Some inaccuracies also appear in the pages on the archiatroi. With regard to the oldest mention of the term, Raj cites the inscription discovered at Iulia Gordos (Lydia), in honour of Apollophanes of Seleuceia, doctor of Antiochos III. She, of course, states that on the damaged original the word archiatros was restored, but she still seems to believe this to be the correct word, only indicating in a footnote that Louis Robert rejected this “restoration”. Today, it is admitted, after new reading of the stone, that the word archiatros was never inscribed on the chiselled area (P Herrmann, ‘Ehrendekret von Iulia Gordos’, in AAWW, 1974, 111, p. 439, n. 2; E Samama, Les médecins dans le monde grec, Genève, 2003, p. 355, n.50). Furthermore, Raj asserts that the title of archiatros seems not to have been given to the doctors of the Ptolemaic kings, nor to the imperial doctors in Rome (pp. 55–6). Yet, in the following lines, she rightly mentions some instances of the title being used during the reigns of Claudius (C. Stert. Xenophon) and Nero (Andromachos). Moreover, other examples of archiatroi, imperial doctors in Rome, appear in ancient evidence (T. Stat. Crito under Trajan, Marcios Hermogenes under Hadrian, Stat. Attalos under Marcus Aurelius and Lucius Verus, L. Gellios Maximos under Caracalla). The word archiatros did not always designate the imperial doctor in Rome, but it could be employed with this meaning.

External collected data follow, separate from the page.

PR #54, opened 2022-06-09
Static analysis Improvements and general clean up

gsteel:
|    Q          |   A
|-------------- | ------
| BC Break      | Hopefully Not
| QA            | yes

### Description

Sorry for the size of this patch - My original intention was to improve type inference for some seemingly simple stuff but things quickly got out of hand.

I'll do a review and point out the stuff I think might be risky.

Hopefully this will provide decent type checking for input filter specification arrays along with some other improvements

### DIFF
--- a/src/BaseInputFilter.php
+++ b/src/BaseInputFilter.php
@@ -180,7 +180,7 @@ class BaseInputFilter implements
     /**
      * Set data to use when validating and filtering
      *
-     * @param  iterable<array-key, mixed>|null $data null is cast to an empty array.
+     * @param  iterable|null $data null is cast to an empty array.
      * @throws Exception\InvalidArgumentException
      * @return InputFilterInterface
      */
--- a/src/BaseInputFilter.php
+++ b/src/BaseInputFilter.php
@@ -183,7 +183,6 @@ class BaseInputFilter implements
      * @param  iterable<array-key, mixed>|null $data null is cast to an empty array.
      * @throws Exception\InvalidArgumentException
      * @return InputFilterInterface
-     * @psalm-assert array<array-key, mixed> $this->data
      */
     public function setData($data)
     {
--- a/src/BaseInputFilter.php
+++ b/src/BaseInputFilter.php
@@ -13,6 +13,7 @@ use function array_intersect;
 use function array_key_exists;
 use function array_keys;
 use function array_merge;
+use function assert;
 use function count;
 use function func_get_args;
 use function get_class;
@@ -23,9 +24,6 @@ use function is_object;
 use function is_string;
 use function sprintf;
 
-/**
- * @psalm-import-type InputData from InputFilterInterface
- */
 class BaseInputFilter implements
     InputFilterInterface,
     UnknownInputsCapableInterface,
@@ -33,10 +31,10 @@ class BaseInputFilter implements
     ReplaceableInputInterface,
     UnfilteredDataInterface
 {
-    /** @var InputData|null */
+    /** @var array<array-key, mixed>|null */
     protected $data;
 
-    /** @var InputData */
+    /** @var array<array-key, mixed> */
     protected $unfilteredData = [];
 
     /** @var array<string, InputInterface|InputFilterInterface> */
@@ -184,16 +182,15 @@ class BaseInputFilter implements
     /**
      * Set data to use when validating and filtering
      *
-     * @param  InputData|Traversable<string, mixed>|null $data null is cast to an empty array.
+     * @param  array<array-key, mixed>|Traversable<array-key, mixed>|null $data null is cast to an empty array.
      * @throws Exception\InvalidArgumentException
      * @return InputFilterInterface
-     * @psalm-assert InputData $this->data
+     * @psalm-assert array<array-key, mixed> $this->data
      */
     public function setData($data)
     {
         // A null value indicates an empty set
         if (null === $data) {
-            /** @psalm-var InputData $data */
             $data = [];
         }
 
@@ -461,7 +458,7 @@ class BaseInputFilter implements
      * List should be an associative array of named input/value pairs,
      * with the values unfiltered.
      *
-     * @return InputData|array<string, InputData>
+     * @return array<array-key, mixed>
      */
     public function getRawValues()
     {
@@ -523,6 +520,7 @@ class BaseInputFilter implements
      */
     protected function populate()
     {
+        assert($this->data !== null);
         foreach (array_keys($this->inputs) as $name) {
             $input = $this->inputs[$name];
 
@@ -547,7 +545,7 @@ class BaseInputFilter implements
                 continue;
             }
 
-            /** @psalm-var array|mixed $value */
+            /** @psalm-var mixed $value */
             $value = $this->data[$name];
 
             if ($input instanceof InputFilterInterface) {
@@ -555,8 +553,8 @@ class BaseInputFilter implements
                 if (! is_array($value) && ! $value instanceof Traversable) {
                     $value = [];
                 }
+                /** @psalm-var array<array-key, mixed> $value */
 
-                /** @psalm-var InputData $value */
                 $input->setData($value);
                 continue;
             }
@@ -631,7 +629,7 @@ class BaseInputFilter implements
     }
 
     /**
-     * @return InputData
+     * @return array<array-key, mixed>
      */
     public function getUnfilteredData()
     {
@@ -639,7 +637,7 @@ class BaseInputFilter implements
     }
 
     /**
-     * @param InputData $data
+     * @param array<array-key, mixed> $data
      * @return $this
      */
     public function setUnfilteredData($data)
--- a/src/BaseInputFilter.php
+++ b/src/BaseInputFilter.php
@@ -43,7 +43,7 @@ class BaseInputFilter implements
     /** @var array<string, InputInterface|InputFilterInterface>|null */
     protected $invalidInputs;
 
-    /** @var null|list<string> Input names */
+    /** @var null|array<array-key, string> Input names */
     protected $validationGroup;
 
     /** @var array<string, InputInterface|InputFilterInterface>|null */
@@ -106,8 +106,6 @@ class BaseInputFilter implements
             $original->merge($input);
             return $this;
         }
-
-        /** @psalm-var string $name */
 
         $this->inputs[$name] = $input;
         return $this;
@@ -238,7 +236,7 @@ class BaseInputFilter implements
     /**
      * Validate a set of inputs against the current data
      *
-     * @param  list<string> $inputs Array of input names.
+     * @param  array<array-key, string> $inputs Array of input names.
      * @param  array<array-key, mixed> $data
      * @param  mixed|null $context
      * @return bool
@@ -306,7 +304,7 @@ class BaseInputFilter implements
      * Implementations should allow passing a single array value, or multiple arguments,
      * each specifying a single input.
      *
-     * @param  string|list<string>|array<string, list<string>> $name
+     * @param  string|array<array-key, string> $name
      * @throws Exception\InvalidArgumentException
      * @return InputFilterInterface
      */
@@ -341,8 +339,6 @@ class BaseInputFilter implements
         } else {
             $inputs = func_get_args();
         }
-
-        /** @psalm-var list<string> $inputs */
 
         if (! empty($inputs)) {
             $this->validateValidationGroup($inputs);
@@ -418,7 +414,6 @@ class BaseInputFilter implements
         foreach ($inputs as $name) {
             $input = $this->inputs[$name];
 
-            /** @psalm-var mixed $value */
             $value = $input instanceof InputFilterInterface
                 ? $input->getValues()
                 : $input->getValue();
@@ -496,10 +491,9 @@ class BaseInputFilter implements
     /**
      * Ensure all names of a validation group exist as input in the filter
      *
-     * @param  array $inputs Input names
+     * @param  array<array-key, string> $inputs Input names
      * @return void
      * @throws Exception\InvalidArgumentException
-     * @psalm-assert list<string> $inputs
      */
     protected function validateValidationGroup(array $inputs)
     {
@@ -545,7 +539,7 @@ class BaseInputFilter implements
                 continue;
             }
 
-            /** @psalm-var mixed $value */
+            /** @psalm-suppress MixedAssignment */
             $value = $this->data[$name];
 
             if ($input instanceof InputFilterInterface) {
@@ -553,7 +547,6 @@ class BaseInputFilter implements
                 if (! is_array($value) && ! $value instanceof Traversable) {
                     $value = [];
                 }
-                /** @psalm-var iterable<array-key, mixed> $value */
 
                 $input->setData($value);
                 continue;
--- a/src/BaseInputFilter.php
+++ b/src/BaseInputFilter.php
@@ -182,7 +182,7 @@ class BaseInputFilter implements
     /**
      * Set data to use when validating and filtering
      *
-     * @param  array<array-key, mixed>|Traversable<array-key, mixed>|null $data null is cast to an empty array.
+     * @param  iterable<array-key, mixed>|null $data null is cast to an empty array.
      * @throws Exception\InvalidArgumentException
      * @return InputFilterInterface
      * @psalm-assert array<array-key, mixed> $this->data
@@ -553,7 +553,7 @@ class BaseInputFilter implements
                 if (! is_array($value) && ! $value instanceof Traversable) {
                     $value = [];
                 }
-                /** @psalm-var array<array-key, mixed> $value */
+                /** @psalm-var iterable<array-key, mixed> $value */
 
                 $input->setData($value);
                 continue;
--- a/src/BaseInputFilter.php
+++ b/src/BaseInputFilter.php
@@ -20,8 +20,12 @@ use function gettype;
 use function is_array;
 use function is_int;
 use function is_object;
+use function is_string;
 use function sprintf;
 
+/**
+ * @psalm-import-type InputData from InputFilterInterface
+ */
 class BaseInputFilter implements
     InputFilterInterface,
     UnknownInputsCapableInterface,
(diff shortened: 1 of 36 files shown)


src/BaseInputFilter.php
```diff
@@ -506,6 +520,7 @@ protected function validateValidationGroup(array $inputs)
      */
     protected function populate()
     {
+        assert($this->data !== null);
```
gsteel, line 516: This method is only ever called once data is non-null

src/CollectionInputFilter.php
```diff
@@ -20,34 +21,54 @@ class CollectionInputFilter extends InputFilter
...
+     * @psalm-suppress NonInvariantDocblockPropertyType
+     */
+    protected $invalidInputs;
+
+    /**
+     * @var array<array-key, list<string>>|null
+     * @psalm-suppress NonInvariantDocblockPropertyType
+     */
+    protected $validationGroup;
+
```
gsteel: The collection is simply not compatible with a lot of the declared types in `InputFilterInterface` - I duplicated these inherited properties so that I could assign the more specific types. OFC I can revert and re-add the errors to the baseline

src/CollectionInputFilter.php
```diff
@@ -120,28 +141,36 @@ public function setCount($count)
...
+        /** @psalm-suppress DocblockTypeContradiction, RedundantConditionGivenDocblockType */
+        if (! is_array($data) && ! $data instanceof Traversable) {
             throw new Exception\InvalidArgumentException(sprintf(
                 '%s expects an array or Traversable collection; invalid collection of type %s provided',
                 __METHOD__,
                 is_object($data) ? get_class($data) : gettype($data)
             ));
         }
 
+        $data = ArrayUtils::iteratorToArray($data);
```
gsteel: Calling `iteratorToArray` here makes `$this->data` the expected type - at this point, in a collection, $data is a list of data arrays or possibly traversable - it shouldn't make any difference as `parent::setData()` also calls `iteratorToArray` - nonetheless, this might be risky

src/Factory.php
```diff
@@ -457,14 +489,18 @@ protected function injectDefaultFilterAndValidatorChains(InputInterface $input)
     protected function injectFilterAndValidatorChainsWithPluginManagers(InputInterface $input)
     {
         if ($this->defaultFilterChain) {
-            $input->getFilterChain()
-                ? $input->getFilterChain()->setPluginManager($this->defaultFilterChain->getPluginManager())
+            $filterChain = $input->getFilterChain();
+            /** @psalm-suppress RedundantConditionGivenDocblockType, DocblockTypeContradiction */
+            $filterChain instanceof FilterChain
+                ? $filterChain->setPluginManager($this->defaultFilterChain->getPluginManager())
```
gsteel, line 484: It's not actually feasible for `$filterChain` to be null here, but it breaks a couple of mocks in tests that _do_ return null for `getFilterChain` - Same thing for validators from Line 500

src/InputFilterAbstractServiceFactory.php
```diff
@@ -89,13 +92,14 @@ protected function getInputFilterFactory(ContainerInterface $container)
...
-            ->getDefaultFilterChain()
-            ->setPluginManager($this->getFilterPluginManager($container));
-        $this->factory
-            ->getDefaultValidatorChain()
-            ->setPluginManager($this->getValidatorPluginManager($container));
+        $this->factory  = new Factory();
+        $filterChain    = $this->factory->getDefaultFilterChain();
+        $validatorChain = $this->factory->getDefaultValidatorChain();
+        assert($filterChain instanceof FilterChain);
+        assert($validatorChain instanceof ValidatorChain);
```
gsteel, line 99: New instances will have non-null chains but you can't psalm-assert on a constructor :(

src/InputFilterInterface.php
```diff
@@ -1,18 +1,47 @@
...
 namespace Laminas\InputFilter;
 
 use Countable;
+use Laminas\Filter\FilterChain;
+use Laminas\Filter\FilterInterface;
+use Laminas\Validator\ValidatorChain;
+use Laminas\Validator\ValidatorInterface;
 use Traversable;
 
+/**
```
gsteel, line 12: Hopefully these definitions will provide some handy inference

src/InputFilterProviderInterface.php
```diff
@@ -6,7 +6,7 @@ interface InputFilterProviderInterface
 {
     /**
      * Should return an array specification compatible with
-     * {@link Laminas\InputFilter\Factory::createInputFilter()}.
+     * {@link Factory::createInputFilter()}.
      *
      * @return array
```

In addition, Raj sometimes bases her argument on evidence which is not chronologically relevant to her subject. For instance, among the types of medical men, she refers to the pepaideumenos or the cultured man (pp. 67–70), a word borrowed from Aristotle. She quotes some examples of this enlightened medical amateur throughout Antiquity, from Plato to Apuleius, including Philo of Alexandria in Roman Egypt. But she is unable to identify any in the papyrological evidence, because they do not practise medicine as such. However, this kind of pepaideumenos, defined by Aristotle, is the result of theoretical considerations, which cannot be transposed to the reality of medical practice under the Empire. It is one of the misuses of evidence which detracts from the quality of this work.